Top of DATA SECTION

PR #751, opened 2024-08-23
add OAuthenticator.modify_auth_state_hook, allow get_user_groups / auth_state_groups_key to be async

### LINKED ISSUE #750: Managing group information properly when tokens don't include groups claim key?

Bottom of DATA SECTION

◆ WHAT THIS TASK INVOLVES
The data must be given again in full, exactly as written.

◆ OUTPUT OF THE TASK
PR #751, opened 2024-08-23
add OAuthenticator.modify_auth_state_hook, allow get_user_groups / auth_state_groups_key to be async

### LINKED ISSUE #750: Managing group information properly when tokens don't include groups claim key?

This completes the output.